Remark. Remark 6. If $S$ is constructed to satisfy Laplacian matrix properties, minimizing the loss with a Euclidean distance decoder is identical to spectral clustering solutions. The optimal solution is given by the $d$ smallest eigenvectors of the Laplacian (excluding the eigenvector of all ones).

Singular Value Decomposition (SVD)

Remark. Remark 7. Minimization of the loss function in factorization-based approaches is often done using Singular Value Decomposition (SVD). By stacking node embeddings into a matrix $Z \in \mathbb{R}^{|\mathcal{V}|\times d}$, the reconstruction objective can be written as:

\[\mathcal{L} \approx ||ZZ^T - S||^2_F\]

This corresponds to a low-dimensional factorization of the similarity matrix $S$. SVD provides a way to find a low-rank approximation of $S$.

Stochastic Decoders and Random Walks

When a deterministic similarity measure $S_{u,v}$ is not available, stochastic decoders can be used. These approaches optimize embeddings to encode the statistics of random walks.

Probability of Visiting Nodes

Example 8 (Stochastic Decoder). Consider a stochastic decoder based on the probability of visiting node $v$ starting from node $u$ in a random walk of length $T$, denoted as $p_{G,T}(v|u)$. A possible decoder is:

\[\DEC(\mathbf{z}_u, \mathbf{z}_v) \approx \frac{\exp(\mathbf{z}_u^T \mathbf{z}_v)}{\sum_{k \in \mathcal{V}} \exp(\mathbf{z}_u^T \mathbf{z}_k)} \approx p_{G,T}(v|u)\]

This decoder is stochastic and asymmetric, capturing directed relationships in graphs.

Negative Log-Likelihood Loss

Example 9 (Negative Log-Likelihood Loss). A common loss function for stochastic decoders is the negative log-likelihood:

\[\mathcal{L} = \sum_{(u,v) \in D} -\log(\DEC(\mathbf{z}_u, \mathbf{z}_v))\]

Here, $D$ is the training set of random walks, generated by sampling random walks starting from each node.

Computational Challenges

Remark. Remark 10. Evaluating the denominator $\sum_{v' \in \mathcal{V}} \exp(\mathbf{z}_u^T \mathbf{z}_{v'})$ in the decoder has a computational cost of $O(|\mathcal{V}|)$, leading to a high training cost, also $O(|\mathcal{V}|)$. Techniques like negative sampling are used to address this computational bottleneck.

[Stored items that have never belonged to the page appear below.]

PR #170, opened 2015-05-19
Fix syntax error with zsh 5.0.7-dev-3

danielshahaf:
Commit 35168 (52aeb9aaeb4799b760138a7c34b18ede4b47242a) in zsh changed the parsing of case patterns, resulting in parse errors.  Change the syntax to be compatible with zsh both before and after that commit.

### DIFF
--- a/highlighters/main/main-highlighter.zsh
+++ b/highlighters/main/main-highlighter.zsh
@@ -228,7 +228,7 @@ _zsh_highlight_main_highlighter_highlight_string()
             fi
               (( varflag = 0 )) # End of variable
             ;;
-      ([^a-zA-Z0-9_]))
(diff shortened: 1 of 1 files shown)


blueyed:
:+1: 

I can confirm that this is an issue and that the fix works.

blueyed:
But the zsh version is 5.0.8-dev-3.

danielshahaf:
Nope, 5.0.7-dev-3 is correct.  (The foo-dev-N versions come after foo, not before it.)

danielshahaf:
The parsing incompatibility was fixed upstream by commit 35248 (zsh-users/zsh@afb78f5d142786169817709e6ec4c48637bcae93), so this patch is no longer needed.  Closing.

Issue #165, opened 2015-04-13
vi-mode: visual mode: no background for commands


blueyed:
When using vi-keybindings and entering visual mode (`v`), the visual selection gets a background color / standout mode, but this does not work with some parts when using zsh-syntax-highlighting, e.g. commands and invalid command:

In the below screenshot, the whole line is visually selected, but it is not visible for `ls` and `lss`:

![selection_065](https://cloud.githubusercontent.com/assets/9766/7115262/33783f2e-e1e7-11e4-8760-34016619efaa.png)

rosshadden:
:+1:

danielshahaf:
In your example, printing `$region_highlight` from a widget shows:

```
region_highlight=( '0 2 fg=green' '3 6 underline' '7 10 none' '11 12 none' '13 16 fg=red,bold' )
```

Combining that with your screenshot shows reverse video only applies to the portions that have an `fg=…` attribute.

I can reproduce this without zsh-syntax-highlighting:

```
$ zsh -f
% bindkey -v
% f() { region_highlight=('0 2 fg=green' '2 4 underline') }
% zle -N f
% bindkey -a ^T f
% abcdef<Esc>v0<^T>    # cdef in reverse video, ab in green on normal-background-color
```

I reckon zsh itself should show the `ab` in reverse video too.  @blueyed @rosshadden Could you report this to the zsh project?

blueyed:
> Should zsh turn the fg=green to bg=green?

Seems sensible in the case of reverse?!

danielshahaf:
> Seems sensible in the case of reverse?!

It seems both you and I expect `$region_highlight` to be applied first, and the MARK..CURSOR region's highlighting to be applied on top of that. (Yes, the names are confusing.) However, it would not be unreasonable of zle to do things the other way around: first to apply the MARK..CURSOR region's highlighting and then to apply `$region_highlight` on top of that, so widgets can override the MARK..CURSOR region's highlighting.

The MARK..CURSOR's region highlighting, which defaults to `standout` (i.e., reverse video), is specified by `$zle_highlight`.

The man page is silent on the interaction between `$zle_highlight` and `$region_highlight`. I think that should be clarified by upstream. Once it is clarified whose responsibility it is to reverse the video of the `ls` and `lss` (in your example), that party — either zle or zsh-syntax-highlighting — can implement a fix.

Makes sense?

danielshahaf:
[...]

PR #175, opened 2015-07-23
Bracketed paste highlight

danielshahaf:
zsh has grown a feature whereby pasted text can be highlighted. These patches are required for the new upstream feature to work when zsh-syntax-highlighting has been loaded.

### DIFF
--- a/zsh-syntax-highlighting.zsh
+++ b/zsh-syntax-highlighting.zsh
@@ -139,7 +139,7 @@ _zsh_highlight_bind_widgets()
 
   # Override ZLE widgets to make them invoke _zsh_highlight.
   local cur_widget
-  for cur_widget in ${${(f)"$(builtin zle -la)"}:#(.*|_*|orig-*|run-help|which-command|beep|yank*)}; do
+  for cur_widget in ${${(f)"$(builtin zle -la)"}:#(.*|_*|orig-*|run-help|bracketed-paste|which-command|beep|yank*)}; do
     case $widgets[$cur_widget] in
 
       # Already rebound event: do nothing.
--- a/zsh-syntax-highlighting.zsh
+++ b/zsh-syntax-highlighting.zsh
@@ -139,7 +139,7 @@ _zsh_highlight_bind_widgets()
 
   # Override ZLE widgets to make them invoke _zsh_highlight.
   local cur_widget
-  for cur_widget in ${${(f)"$(builtin zle -la)"}:#(.*|_*|orig-*|run-help|bracketed-paste|which-command|beep|yank*)}; do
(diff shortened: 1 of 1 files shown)


danielshahaf:
zsh has grown a feature whereby pasted text can be highlighted. These patches are required for the new upstream feature to work when zsh-syntax-highlighting has been loaded.

danielshahaf:
That's not quite right: it causes highlighting not to be updated until the first keypress after the paste. This can happen in two cases:

- When `$zle_highlight` _does_ specify paste highlighting, and `RBUFFER` is not empty (i.e., the paste is not at the end of the command-line), and the paste changes the parsing of `$RBUFFER`; for example, if the command-line is `echo` and a `"` is pasted before the first letter, the letters `echo` should become yellow (part of a double-quoted string).

- When `$zle_highlight` does _not_ specify highlighting for pastes, the pasted text itself should be highlighted. For example, pasting `echo foo` into an empty command-line should highlight the `echo` in green underline (without an additional keypress).

danielshahaf:
This `$zle_highlight`/`$region_highlight` interaction might be related to [the disussion on issue #165](https://github.com/zsh-users/zsh-syntax-highlighting/issues/165#issuecomment-136598904).

danielshahaf:
The proposed fix of #165 at https://github.com/zsh-users/zsh-syntax-highlighting/issues/165#issuecomment-138689186 



The fix at (https://github.com/danielshahaf/zsh-syntax-highlighting/commit/0e31d6e1a298adfce9596b7048f207c9940d495d) also fixes this issue, but it requires  (which will be included in zsh-5.1.1 and newer).

danielshahaf:
The [patch for issue #165](https://github.com/danielshahaf/zsh-syntax-highlighting/commit/0e31d6e1a298adfce9596b7048f207c9940d495d) (linked [at that issue](https://github.com/zsh-users/zsh-syntax-highlighting/issues/165#issuecomment-138689186)) also fixes this issue, if REGION_ACTIVE,CURSOR,MARK are replaced by YANK_ACTIVE,YANK_START,YANK_END respectively. The last three are zle parameters added to zsh in https://github.com/zsh-users/zsh/commit/c088906423ba22eef8d57c84b396f8d5be83ca45, which is due to be released as part of zsh-5.1.1.

danielshahaf:
Proposed patch: https://github.com/danielshahaf/zsh-syntax-highlighting/commit/e5c2a88db023600d7aeacbb2b7d640e0c8671a83

(The branch containing that patch also contains the aforementioned proposed fix to #165.)

danielshahaf:
> Proposed patch: danielshahaf@e5c2a88

Merged in https://github.com/zsh-users/zsh-syntax-highlighting/commit/51102bf83fdfdca34f5be82eb3cac5518be64305.

PR #177, opened 2015-08-23
Added quick and dirty install Makefile

ktgeek:
for systems where the package manager doesn't have an existing package.

### DIFF
--- a/Makefile
+++ b/Makefile
@@ -1,0 +1,15 @@
+NAME=zsh-syntax-highlighting
+
+DIRS=highlighters tests
+INSTALL_DIRS=`find $(DIRS) -type d 2>/dev/null`
+DOC_FILES=*.md
+ZSH_FILES=*.zsh
+
+PREFIX?=/usr/local
+
+SHARE_DIR=$(DESTDIR)$(PREFIX)/share/$(NAME)
+
+install:
+	for dir in $(INSTALL_DIRS); do mkdir -p $(SHARE_DIR)/$$dir; done
+	find $(DIRS) -type f -print0 | xargs -0 -I % cp % $(SHARE_DIR)/%
+	cp -r $(DOC_FILES) $(ZSH_FILES) $(SHARE_DIR)


danielshahaf:
Three points:
1. The `-r` flag to `cp` on line 15 is not needed.
2. The variable name `$(DIRS)` is so generic that I wonder whether some make implementation out there might be using it as a reserved variable name with associated special semantics (like `$path`, lowercase, is special under `zsh`). So perhaps use a different name?  That will also help avoid confusion between `$(DIRS)` and `$(INSTALL_DIRS)`.
3. How about adding an `@echo Add "'source $(PREFIX)/share/$(NAME)/zsh-syntax-highlighting.zsh'"` message to the end?

Other than that, looks good to me. Thanks for the patch!

danielshahaf:
Another nice-to-have would be to have the installed tree identify the installed version: which tag or git revision the installed tree is.

ktgeek:
I like it.  I haven't had a chance to revisit it yet, but I should have time soon

-- 
 Keith T. Garner                                       kgarner@kgarner.com
                "Make no little plans; they have no magic to
                   stir men's blood." - Daniel H. Burnham

phy1729:
Perhaps a smaller makefile can do such as https://github.com/phy1729/zsh-syntax-highlighting/blob/4acb8f3c8c66910e8c8ddc78bcee4be3fe49da1f/Makefile ?

danielshahaf:
@phy1729 I like your simpler implementation, but the default `make` on Debian doesn't define the `$(INSTALL)` variable.  Adding `INSTALL?=install -c` fixes the issue for me:

```
remotes/phy1729/makefile 4b46ff01d76d 
% make -n
d /usr/local/share/zsh-syntax-highlighting
cp -r zsh-syntax-highlighting.zsh highlighters /usr/local/share/zsh-syntax-highlighting
                                                                                                                                                         
remotes/phy1729/makefile 4b46ff01d76d 
% make -n INSTALL='install -c'
install -c -d /usr/local/share/zsh-syntax-highlighting
cp -r zsh-syntax-highlighting.zsh highlighters /usr/local/share/zsh-syntax-highlighting
```

danielshahaf:
@phy1729 About the `test` target [[1]](https://github.com/phy1729/zsh-syntax-highlighting/blob/4b46ff01d76d191d2e986845bd8e1a5b8e5e70b7/Makefile): it's a welcome addition; I suggest to have `make test` exit non-zero if any test failed (that is, if any invocation of `test-highlighting.zsh` returned non-zero).

danielshahaf:
I've merged [@phy1729's branch](https://github.com/phy1729/zsh-syntax-highlighting/tree/makefile) in 75d62b965711d5987d4acb221d0be95c9b4662b0.

@ktgeek, thanks for the patch; I've opted to go with @phy1729's version since it was a simpler implementation.  Thanks again!

ktgeek:
No worries! I'm glad a good implementation is there.  Sorry I never got a chance to go back and clean up mine.

-- 
 Keith T. Garner                                       kgarner@kgarner.com
                "Make no little plans; they have no magic to
                   stir men's blood." - Daniel H. Burnham

danielshahaf:
> I've merged @phy1729's branch in 75d62b9.

Issue #218 was filed to add documentation for the new makefile targets.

Limitations of Shallow Embeddings

Shallow embedding methods have several limitations:

Ignoring Node Features

Shallow embedding approaches do not leverage node features in the encoder. Many real-world graphs have rich node features that could be informative for encoding.

Transductive Nature

Shallow embedding methods are inherently transductive. They can only generate embeddings for nodes present during training. Generalizing to new, unseen nodes is not possible without additional optimizations. This limits their applicability in inductive settings.

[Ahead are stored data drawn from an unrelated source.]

PR #214, opened 2015-10-19
README.md: install with oh-my-zsh in a single command

vitorgalvao:
No need to `cd` to the directory (especially if you’re installing this plugin as part of a bigger script).

### DIFF
--- a/README.md
+++ b/README.md
@@ -36,8 +36,7 @@ How to install
 
 * Download the script or clone this repository in [oh-my-zsh](http://github.com/robbyrussell/oh-my-zsh) plugins directory:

Graph Neural Networks (GNNs)

To overcome the limitations of shallow embeddings, we move to more complex encoder models, specifically Graph Neural Networks (GNNs). GNNs provide a general framework for defining deep neural networks on graph data.

Moving Beyond Shallow Embeddings

GNNs address the limitations of shallow embeddings by generating node representations that depend on the graph structure and node features.

GNN Formalism

The key idea of GNNs is to learn node representations that are functions of both the graph structure and node features. This is achieved through neural message passing.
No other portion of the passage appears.